Ftfy.Codecs (ftfy v0.1.0)

Copy Markdown View Source

Encoding and decoding between Elixir strings (UTF-8 binaries) and raw byte sequences, for the encodings ftfy needs.

This stands in for Python's str.encode / bytes.decode together with the custom codecs registered by ftfy.bad_codecs:

  • single-byte charmap encodings (latin-1, sloppy-windows-*, iso-8859-2, macroman, cp437, non-sloppy windows-1252)
  • the utf-8-variants codec (CESU-8 / Java modified UTF-8)
  • standard utf-8

Functions return {:ok, result} / {:error, reason} rather than raising, so callers can mirror Python's try/except UnicodeDecodeError with case.

Summary

Functions

The single-byte charmap encodings this module knows how to handle.

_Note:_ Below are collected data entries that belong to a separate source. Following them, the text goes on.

PR #309, opened 2026-04-09
fix(ui): stop forced auto-follow during streaming

### LINKED ISSUE #308: Fix sticky auto-scroll while chat responses are streaming
# Fix sticky auto-scroll while chat responses are streaming

## Summary

While an assistant response is streaming in chat, auto-scroll is too sticky.

If a user tries to scroll upward to inspect earlier parts of the response before streaming finishes, the view tends to keep pulling them back toward the bottom. In practice, users often have to scroll up repeatedly, quickly, or forcefully to escape follow mode.

## Problem

Long streamed responses are difficult to inspect in real time because the viewport keeps trying to follow the newest output even after the user has started scrolling upward.

That makes it hard to reference earlier lines, compare parts of the same answer, or review content while generation is still in progress.

## Steps to Reproduce

1. Open a chat/session with a long streamed assistant response.
2. Send a prompt that causes the assistant to output many lines over time.
3. While the response is still streaming, try to scroll upward to inspect earlier content.

## Actual Behavior

The chat view keeps trying to follow the newest output, making it difficult to move upward and stay there while the stream is still in progress.

## Expected Behavior

If the user scrolls upward during streaming, auto-scroll should disengage promptly and respect that choice. The user should be able to inspect earlier content without fighting the viewport.

## User Impact

This makes long streamed responses harder to read and review in real time, especially when the user wants to reference earlier lines before generation has finished.

## Notes

The issue appears to be in the chat scroll-follow behavior and the logic that decides when user scroll intent should disable follow mode.

VooDisss:
# PR Draft: Fix sticky auto-scroll during streaming chat responses

Fixes #308

## Summary

This change makes chat auto-scroll easier to escape while assistant output is still streaming.

The goal is to stop the viewport from repeatedly pulling the user back toward the bottom once they begin scrolling upward to inspect earlier content.

## Why

Before this change, streaming updates could keep reasserting bottom-follow behavior during active rendering. That made auto-scroll feel sticky and forced users to scroll repeatedly or forcefully just to review earlier parts of an in-progress response.

The intended behavior is simpler: once the user scrolls upward to leave follow mode, the UI should respect that decision instead of fighting it during subsequent stream updates.

## What Changed

1. Removed render-time force-bottom behavior from the shared follow-scroll helper path.
2. Updated streamed reasoning output to restore scroll without forcing the viewport back to the bottom.
3. Updated streamed tool-call output to use the same non-forcing restore behavior.

## Scope Boundaries

Included:

- Sticky auto-scroll behavior during streamed chat output
- Shared follow-scroll behavior used by streamed nested panes
- Reasoning and tool-call streaming paths that reused the same forced follow behavior

Not included:

- A full rewrite of the virtualized message list follow model
- Broader scroll UX changes outside the streaming follow/escape behavior
- Unrelated UI or plugin configuration changes in the worktree

## Technical Notes

The core problem was not basic auto-scroll itself, but a render-time path that could keep forcing bottom-follow behavior while new streamed content was arriving.

That meant a user's attempt to scroll upward could be overridden repeatedly by subsequent stream updates, which is why the auto-scroll felt sticky. The fix removes that override and keeps render-time restoration dependent on the current follow state instead.

## Files Changed

- `packages/ui/src/lib/follow-scroll.tsx`
- `packages/ui/src/components/message-block.tsx`
- `packages/ui/src/components/tool-call.tsx`

## Verification

Performed:

1. Reproduced the sticky auto-scroll behavior with a long multi-line streaming response.
2. Verified that scrolling upward during streaming now disengages follow more naturally in the affected streamed panes.
3. Ran `npm run typecheck --workspace @codenomad/ui`.
4. Ran `npm run build --workspace @codenomad/ui`.

Build note:

- The UI typecheck passes.
- The UI build succeeds.
- The build still emits existing third-party and chunk-size warnings unrelated to this change.

## Risks and Follow-up

1. The broader scroll-follow model is still more heuristic-heavy than ideal, so there may be future follow-up work to simplify it further.
2. This PR intentionally applies the smallest targeted fix to the known snap-back path instead of rewriting the full chat scroll system.

### DIFF
--- a/packages/ui/src/components/message-block.tsx
+++ b/packages/ui/src/components/message-block.tsx
@@ -1344,9 +1344,7 @@ function ReasoningStreamOutput(props: {
     if (preRef && preRef.textContent !== nextText) {
       preRef.textContent = nextText
     }
-    if (followScroll.autoScroll()) {
-      followScroll.restoreAfterRender({ forceBottom: true })
-    }
+    followScroll.restoreAfterRender()
     notifyContentRendered()
   })
 
--- a/packages/ui/src/components/tool-call.tsx
+++ b/packages/ui/src/components/tool-call.tsx
@@ -454,7 +454,7 @@ function ToolCallDetails(props: {
 
   createEffect(() => {
     if (followScroll.autoScroll()) {
-      scrollHelpers.restoreAfterRender({ forceBottom: true })
+      scrollHelpers.restoreAfterRender()
     }
   })
 
--- a/packages/ui/src/components/tool-call/types.ts
+++ b/packages/ui/src/components/tool-call/types.ts
@@ -47,7 +47,7 @@ export interface ToolScrollHelpers {
   registerContainer(element: HTMLDivElement | null, options?: { disableTracking?: boolean }): void
   handleScroll(event: Event & { currentTarget: HTMLDivElement }): void
   renderSentinel(options?: { disableTracking?: boolean }): JSXElement | null
-  restoreAfterRender(options?: { forceBottom?: boolean }): void
+  restoreAfterRender(): void
 }
 
 export interface ToolRendererContext {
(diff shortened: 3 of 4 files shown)


shantur:
@CodeNomadBot

check for regressions
Be the PR gatekeeper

Decode a raw byte binary into a string, using encoding.

Encode a string into raw bytes, using encoding.

Functions

charmap_encodings()

The single-byte charmap encodings this module knows how to handle.

decode(bytes, encoding)

@spec decode(binary(), String.t()) :: {:ok, binary()} | {:error, :invalid}

Decode a raw byte binary into a string, using encoding.

Returns {:ok, string} or {:error, :invalid}.

encode(string, encoding)

@spec encode(binary(), String.t()) :: {:ok, binary()} | {:error, :unencodable}

Encode a string into raw bytes, using encoding.

Returns {:ok, bytes} or {:error, :unencodable}.